Death of a Salesman and Babbitt

I've been meaning to read these two for a long time. The reviews didn't particularly interest me but they've both gotten a lot of attention over the years and I was curious to know the stories. I began enthusiastically enough, lost interest part way through both, and had to force myself to finish them.  

Death of a Salesman by Arthur Miller is a play about the mental decline of Willy Loman as his disappointments pile up and his dreams slip away. Willy lives with an illusion of life as he'd like it to be, but his reality is far different and facing it is more than he can take. The few pages of this book are filled with enough emotional pain, anger and sadness to haunt me for a while I think. I'd like to see the play performed - maybe there's a film I can watch - because I'm not convinced I have sufficient imagination to be a good reader of plays.
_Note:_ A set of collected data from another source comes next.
PR #4989, opened 2024-02-07
config: set `NOTIFY_REQUEST_LOG_LEVEL` to `INFO`

risicle:
To match other apps. This means we can see the same request logs on both paas and ECS, allowing us to e.g. set up common alert conditions.

### DIFF
--- a/app/config.py
+++ b/app/config.py
@@ -17,6 +17,7 @@ class Config:
 
     # Logging
     DEBUG = False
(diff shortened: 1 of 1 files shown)


klssmith (approved):

risicle:
Oops forgot about this

klssmith (approved):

Nevertheless, my goal was to find out what the story was about and I have done that.


Babbit by Sinclair Lewis
 was described in reviews as a "satire of middle class American life", and a "comic novel of mid-life crisis". I listened to an audio version, which usually helps me get through books I'm not looking forward to reading, but oh, my, I found it dull. And not very funny, or even funny at all. George Babbitt is an unlikable character in a book filled with unlikeable characters, and his story is long and boring. I'm sure it has literary merit, I just can't work up enough enthusiasm to find it. But, as with Death of a Salesman, I wanted to know what it was about so mission accomplished.